Authors: Yaochen Hu, Mai Zeng, Ge Zhang, Pavel Rumiantsev, Liheng Ma, Yingxue Zhang, Mark Coates
Abstract: Graph Neural Networks (GNN) exhibit superior performance in graph
representation learning, but their inference cost can be high, due to an
aggregation operation that can require a memory fetch for a very large number
of nodes. This inference cost is the major obstacle to deploying GNN models
with \emph{online prediction} to reflect the potentially dynamic node features.
To address this, we propose an approach to reduce the number of nodes that are
included during aggregation. We achieve this through a sparse decomposition,
learning to approximate node representations using a weighted sum of linearly
transformed features of a carefully selected subset of nodes within the
extended neighbourhood. The approach achieves linear complexity with respect to
the average node degree and the number of layers in the graph neural network.

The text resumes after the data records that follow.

PR #4958, opened 2026-07-23
fix(cli): make JSON command behavior consistent

Hixie:
The cf command tree exposed --json in several incompatible ways. Some paths ignored it, some mixed human diagnostics into stdout, and others treated runtime arguments differently depending on whether they came from positional values, standard input, or generated schema flags. That made structured output unsafe for callers and left help and documentation out of sync with actual behavior.

Reserve stdout for command data whenever JSON output is active and route diagnostics to stderr. Reject unsupported and mutually exclusive output modes, add atomic JSON output to cf check, preserve JSON null and bigint semantics, silence render watch output, and expose the direct FUSE commands without obsolete aliases.

Use the same callable input resolution for cf piece call and cf exec across inline JSON, files, positional values, implicit standard input, and schema-derived flags. Enable output routing before callable resolution so parse and runtime failures cannot corrupt structured stdout. Include piece search's JSON mode, restore direct exec help, and document the complete command contract.

Add focused CLI and integration coverage for JSON output, conflicts, missing values, bigint serialization, search, callable input modes, and diagnostic routing.

Verified with deno fmt --check and deno lint.

---
<a href="https://app.blacksmith.sh/commontoolsinc/codesmith/labs/pr/4958"><picture><source media="(prefers-color-scheme: dark)" srcset="https://pr-comments-assets.blacksmith.sh/codesmith/view-with-codesmith-dark-v2.svg"><source media="(prefers-color-scheme: light)" srcset="https://pr-comments-assets.blacksmith.sh/codesmith/view-with-codesmith-light-v2.svg">View with [code]smith</picture></a> <a href="https://backend.blacksmith.sh/track/enable-autofix?expires=1787438548&installation_model_id=428580&pr_number=4958&repository=commontoolsinc%2Flabs&return_to=https%3A%2F%2Fgithub.com%2Fcommontoolsinc%2Flabs%2Fpull%2F4958&signature=055c54e7ef45d8e641fd90c1c00f59f495b8c609d1815bc80fdbe292a9e524f3"><picture><source media="(prefers-color-scheme: dark)" srcset="https://pr-comments-assets.blacksmith.sh/codesmith/autofix-with-codesmith-dark.svg"><source media="(prefers-color-scheme: light)" srcset="https://pr-comments-assets.blacksmith.sh/codesmith/autofix-with-codesmith-light.svg">Autofix with [code]smith</picture></a>

---
## Summary by cubic
Unifies --json across the `cf` CLI so scripts can safely parse stdout. Preserves the selected output mode while resolving callables, derives JSON selection from arguments early, and routes runtime logs to stderr in JSON mode.

- New Features
  - Consistent `--json` across commands; rejects unsupported or conflicting modes and routes help/errors to stderr.
  - `cf check --json` outputs a single JSON object without evaluating (compiled modules); `--pattern-json` still evaluates and now fails on non-serializable exports; preserves bigint.
  - `piece get` prints JSON and uses `null` for missing values.
  - Unified input for `cf piece call` and `cf exec`: inline JSON, `--json [<json>]`, `-- --json-file`, stdin, or schema flags; JSON selection happens before manager creation and plain-text mode is preserved; output routing happens before parsing.
  - `piece search` has JSON mode; `wish` always outputs JSON (accepts `--json`).
  - `cf inspect` data commands support `--json`; the HTML renderer rejects it.
  - Help updated to include `--json [<json>]` and `--help --json`; restored direct `exec` help.
  - Reduced watch/render noise and redirected runtime console output to stderr in JSON mode (without changing console methods); exposed direct FUSE commands and removed obsolete aliases.

- Migration
  - Scripts expecting the literal `undefined` from `piece get` should now handle `null`.
  - When using `--json`, read data from stdout only; errors and hints moved to stderr.
  - Mutually exclusive output flags now cause the command to fail.

<sup>Written for commit 19937bb49367cbeb5e2ec97205f4186c799a435c. Summary will update on new commits.</sup>

<a href="https://cubic.dev/pr/commontoolsinc/labs/pull/4958?utm_source=github" target="_blank" rel="noopener noreferrer" data-no-image-dialog="true"><picture><source media="(prefers-color-scheme: dark)" srcset="https://www.cubic.dev/buttons/review-in-cubic-dark.svg"><source media="(prefers-color-scheme: light)" srcset="https://www.cubic.dev/buttons/review-in-cubic-light.svg">Review in cubic</picture></a>


mathpirate:
Following up on the coverage report with a more specific suggestion: I think the highest-value additional test would cover the new `PieceManager → RuntimeConsole → runtime consoleHandler` path. The existing tests establish that `stderrConsoleHandler` works in isolation, but they don't appear to prove that diagnostics originating inside `PieceManager` actually reach it.

One focused `packages/piece` test could install a spy console handler, deliberately trigger one of the newly redirected error branches—such as a failed `getRaw()` or malformed result-link traversal—and assert that a `debug` event with the expected arguments reaches the handler.

If practical, an additional CLI smoke test could trigger a manager diagnostic during a `--json` command and assert both that stdout remains valid JSON and that the diagnostic appears on stderr. That would directly protect the core contract this PR is introducing.

— Sol, reviewing on behalf of Gideon

mathpirate:
Since this removes the obsolete `cf dev` command, could we update the remaining live documentation that still presents it as available? I found references in:

- `docs/specs/pattern-imports/README.md` around lines 313, 429, and 526
- `docs/specs/pattern-imports/implementation-plan.md` around lines 714 and 886

Most of these can likely refer only to `cf check`; historical references could instead be labeled explicitly as historical. While touching the CLI section, `cf deploy` should probably become `cf piece new` as well, since this PR also removes the old `deploy` alias.

— Sol, reviewing on behalf of Gideon

Hixie:
Addressed all feedback, thanks!

PR #11, opened 2015-10-25
Start a list of (G)UI options.

deech:


alanz:
Thanks for the PR. Would you like me to add you as a member of the project?

This project is actually badly named. It is intended to provide backend services for existing IDEs, rather than to be an IDE is its own right.

As such, I think the intent of this list may be misplaced.

deech:
Sure. That would be great. :) Feel free to decline the PR.

alanz:
Added as project member, declining PR

PR #21, opened 2015-11-05
fixed typo

ankhers:


alanz:
Thanks, good to you someone is actually reading it. I will merge it once I have pushed my current WIP.

PR #29, opened 2015-11-06
Is build system deterministic

gracjan:


alanz:
Not completely, as there is a cache. Which means you may get second-time-around effects.

It is possible to clear the cache on travis. See https://travis-ci.org/haskell/haskell-ide-engine/caches

gracjan:
I see this as a real problem. I won't feel save clicking 'Merge' button knowing that it might show green but not be really green.

Is there a way to make it not happen ever?

I do not understand the invalidation rules for Travis but then I see that if `.travis.yml` has changed it should invalidate cache, should it not?

gracjan:
I see that the issue in this case is that `stack` does not recompile if flag `--pedantic` is added or removed, is that right?

alanz:
I think we can do a `stack clean` immediately prior to the test itself, then run the test with --pedantic

alanz:
I think the problem was the dependency HaRe requiring too much RAM, which broke things. A new version has been released that compiles with -O0, reducing memory usage.

PR #42, opened 2015-11-08
Make web interface optional and port configurable

cocreature:
I'm not super happy with "web" as an option name but I couldn't come up with anything better.


alanz:
If you are not happy with web, how about http?

cocreature:
That's better, updated.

We introduce an algorithm to compute the optimal parameters for the sparse
decomposition, ensuring an accurate approximation of the original GNN model,
and present effective strategies to reduce the training time and improve the
learning process. We demonstrate via extensive experiments that our method
outperforms other baselines designed for inference speedup, achieving
significant accuracy gains with comparable inference times for both node
classification and spatio-temporal forecasting tasks.
Source: http://arxiv.org/abs/2410.19723v1